╭─ Input records

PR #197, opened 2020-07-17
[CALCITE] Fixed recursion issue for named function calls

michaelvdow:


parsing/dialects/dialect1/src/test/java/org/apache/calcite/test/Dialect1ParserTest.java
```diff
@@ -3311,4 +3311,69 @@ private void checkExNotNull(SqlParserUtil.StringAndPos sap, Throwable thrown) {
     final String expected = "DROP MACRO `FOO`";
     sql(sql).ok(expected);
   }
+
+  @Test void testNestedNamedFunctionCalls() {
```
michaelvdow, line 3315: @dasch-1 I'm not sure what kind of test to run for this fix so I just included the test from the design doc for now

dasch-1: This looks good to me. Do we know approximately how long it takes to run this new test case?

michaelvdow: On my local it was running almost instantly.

╰─
╭─ Input records

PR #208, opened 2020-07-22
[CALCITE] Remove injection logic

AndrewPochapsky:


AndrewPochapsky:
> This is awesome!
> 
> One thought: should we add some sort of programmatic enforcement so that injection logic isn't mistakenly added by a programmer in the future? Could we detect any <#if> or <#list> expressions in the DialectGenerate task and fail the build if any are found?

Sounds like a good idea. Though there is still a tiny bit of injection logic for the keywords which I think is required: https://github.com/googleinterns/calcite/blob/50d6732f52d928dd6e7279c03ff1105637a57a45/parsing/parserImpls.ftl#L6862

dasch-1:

╰─

Reproduce the entries above exactly, but only the lines between the line holding "[CALCITE] Fixed recursion" and the line holding "michaelvdow: On my", inclusive.

**Exercise response:**
[CALCITE] Fixed recursion issue for named function calls

michaelvdow:


parsing/dialects/dialect1/src/test/java/org/apache/calcite/test/Dialect1ParserTest.java
```diff
@@ -3311,4 +3311,69 @@ private void checkExNotNull(SqlParserUtil.StringAndPos sap, Throwable thrown) {
     final String expected = "DROP MACRO `FOO`";
     sql(sql).ok(expected);
   }
+
+  @Test void testNestedNamedFunctionCalls() {
```
michaelvdow, line 3315: @dasch-1 I'm not sure what kind of test to run for this fix so I just included the test from the design doc for now

dasch-1: This looks good to me. Do we know approximately how long it takes to run this new test case?

michaelvdow: On my local it was running almost instantly.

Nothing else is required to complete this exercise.